Creating your Data Lake using Azure Data Lake Gen 2
2 min readMar 19, 2019
This tutorial will explain how to create your Data Lake using Azure Data Lake Gen 2.
More info: https://docs.microsoft.com/en-us/azure/storage/blobs/data-lake-storage-quickstart-create-account
Data Lake layers
Suggested Data Lake layers:
- Landing data layer (Suggested folder name: landing) — Raw events are stored for historical reference. Also called the staging layer or landing area.
- Curated data layer (Suggested folder name: curated) — Raw events are transformed (cleaned and mastered) into directly consumable data sets. The aim is to uniform the way files are stored in terms of encoding, format, data types and content (i.e. strings). Also called the conformed layer.

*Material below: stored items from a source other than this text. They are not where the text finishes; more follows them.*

PR #215, opened 2025-03-12
Plugin-specific migrations

Molrn:
Allow plugins to have migrations. In addition to the standard event migration feed, one feed is added per plugin. When auto-migrating, the standard feed upgrades the database to the latest papi-web version, then all plugins are upgraded to their latest version.  

Small work-around I had to do to move the pre-existing fields for chessevent and ffe plugins to these migrations without losing data (i.e not just delete / recreate):
- rename all fields as `deprecated_{field}` in a standard database migration
- from plugin migration, rename `deprecated_{field}` to `{field}`, or create `{field}` if `deprecated_{field}` does not exist   

This is intended to be a temporary solution, as otherwise this would mean that users not using the plugins would still have the deprecated fields in their databases. However, we can't yet delete these fields from the standard migrations, as this would mean the data would be lost.  

I suggest the following: wait until the next papi-web release, then add a migration deleting all deprecated fields. This would mean users of version 2.4.18 will keep their chessevent/ffe data if they install the next release (2.5.0?). However, users skipping from 2.4.18 to the next next release (ex: 2.6.0) will lose this data.  

N.B: the branch is based on #198, so I'm keeping it as draft until it is merged  
N.B2: to follow the guideline to prefix all plugin fields with the plugin name, I renamed the following:
- last_chessevent_download_md5 -> chessevent_last_download_md5
- last_ffe_upload -> ffe_last_upload
- last_ffe_rules_upload -> ffe_last_rules_upload


Molrn:
replaced by #219

PR #221, opened 2025-03-12
FFE specific sort key for players

timothyarmes:


src/plugins/hookspec.py
```diff
@@ -137,7 +137,11 @@ def clear_player_filters(self, request: HTMXRequest):
     @hookspec
     def filter_player(self, web_context: HTMXRequest, player: Player) -> bool:
         """Returns True if the player should be in the admin player list, False otherwise """
-
+        
+    @hookspec(firstresult=True)
+    def player_club_sort_key(self, player: Player) -> Callable[[Player], tuple]:
```
Molrn:
```suggestion
    def player_club_sort_key(self, player: Player) -> tuple:
```

src/plugins/ffe/ffe.py
```diff
@@ -227,6 +227,17 @@ def filter_player(web_context: HTMXRequest, player: Player) -> bool:
     )
 
 
+@hookimpl
+def player_club_sort_key(player: Player):
```
Molrn, line 230:
```suggestion
@hookimpl
def player_club_sort_key(player: Player) -> tuple:
```

Molrn (dismissed):
github suggestions work well, but only when the selection does not include a removed line... still interesting tho

Molrn (approved):
LGTM

PR #227, opened 2025-03-12
Use collapsable for screen types

timothyarmes:


src/web/controllers/admin/event_admin_controller.py
```diff
@@ -337,9 +337,12 @@ async def htmx_admin_event_tab(
                 }.items():
                     if param is not None:
                         if param:
-                            screen_types.append(screen_type)
+                            screen_types.add(screen_type)
```
Molrn, line 340: screen_types typed as `list[str]` -> `set[str]`

src/web/static/css/base.css
```diff
@@ -386,4 +386,17 @@ body[data-bs-theme=light] .btn-primary {
...
+    background-color: transparent;
+}
+
+button.collapse-button .bi-chevron-down {
+    transition: all 0.3s ease;
+}
+
+button.collapse-button[aria-expanded="true"] .bi-chevron-down {
+    transform: rotate(-90deg);
 }
```
Molrn: EOF newline

Molrn (commented):
image  
with a collapse, not sure the tooltip should stay  

image

Is that normal or a bug ? caused by:  
```html
{% for screen_set in screen.screen_sets_sorted_by_order %}
                <div>
                    {{ screen_set.tournament.name }}
                    ({{ screen_set.numbers_str }})
                </div>
            {% endfor %}
```
might be a duplicate introduced in `screen_sets_sorted_by_order` when `all boards` are selected, could you look it up ?

src/web/session.py
```diff
@@ -165,16 +165,16 @@ def get_session_admin_events_show_details(cls, request: HTMXRequest) -> bool:
...
 
     @classmethod
-    def get_session_admin_screens_screen_types(cls, request: HTMXRequest) -> list[str]:
-        return request.session.get(
+    def get_session_admin_screens_screen_types(cls, request: HTMXRequest) -> set[str]:
+        return set(request.session.get(
             cls.ADMIN_SCREENS_SCREEN_TYPES_KEY,
             ['boards', 'input', 'players', 'results', 'ranking', 'image', ],
-        )
+        ))
```
pascalaubry, line 177: Maybe 
return request.session.get(
            cls.ADMIN_SCREENS_SCREEN_TYPES_KEY,
            ('boards', 'input', 'players', 'results', 'ranking', 'image', ),
)

src/web/controllers/admin/event_admin_controller.py
pascalaubry: No problem for me, lists are not needed here (and no error on my PyCharm).

pascalaubry (changes requested):
Unused import in event_admin_controller.py (PlayerFFELicence) and a little improvement in session management.
Accordions are clearly nicer that the switches, and more intuitive for users.
However I dont feel comfortable with the look, I was expecting full-width accordions (or at least accordions of the same width).

src/web/session.py
timothyarmes: I don't understand.  If you to that you no longer get a set back.

I tried it, it breaks.

pascalaubry: You are right: type-cast to set is needed, sorry.

src/web/controllers/admin/event_admin_controller.py
Molrn: fixed by @timothyarmes in https://github.com/papi-web-org/papi-web/pull/227/commits/37cfaa3af19e6a5b79e2ab814d846aa2e96d3b58. state of my pycharm before:  
image

pascalaubry (approved):
No need to wait now, the rest can be solved later by HTML/CSS changes.

PR #228, opened 2025-03-12
Put papi-web version in a sensible place

Amaras:


Molrn:
good place to put it, same should probably be done with the plugin versions. If that's ok I'm adding the remapping for plugin versions to this PR

Molrn (approved):
LGTM

PR #1431, opened 2025-11-06
Fix the pairings unsafe safety mode showing unexpectedly

Molrn:
To reproduce before the fix:
- Enable an unsafe mode on the current round of the first tournament
- go to another tab (ex: Tournaments)
- come back (mode appears safe, but session value is unsafe, just not read)
- do any operation (session value is now read, becoming unsafe)

Now: coming back to the Pairings tab resets the safety mode

also:
image


timothyarmes (approved):
LGTM

PR #1524, opened 2025-11-28
Detect antivirus and add Windows Defender exclusion

pascalaubry:


pascalaubry:
Split into PRs #1600 and #1601

PR #1537, opened 2025-12-02
Add FFE licence type to check-in document

Molrn:


timothyarmes:
Would it be useful to show the licence number if they have once too. eg V52441 (A)

Molrn:
I disagree, it doesn't fit the use-case, and it ends up taking a lot of space for nothing, this already barely fits in an A4, unnecessary space should not be added lightly

timothyarmes (approved):

PR #1544, opened 2025-12-05
Use a representative year of birth for Papi important with age category only

timothyarmes:


Molrn (approved):
I need to nuke the PlayerCategory enum, so Imma refactor most of this ^^ but let's merge it for now

PR #1554, opened 2025-12-06
Fix `NOT NULL` constraint violation

Molrn:


pascalaubry (approved):
Works for me with 3.3.6 databases, also successfully recovered much older databases.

- Application data layer (Suggested folder name: application) — Business logic is applied to the cleansed data to produce data ready to be consumed by applications (i.e. DW application, advanced analysis process, etc). This is also called by a lot of other names: workspace, trusted, gold, secure, production ready, governed.
- Sandbox data layer (Suggested folder name: sandbox) — Optional layer to be used to “play/experiment” in. Also called exploration layer or data science workspace.
- Temp data layer (Suggested folder name: temp) — Optional layer to be used to store temporary files and folders.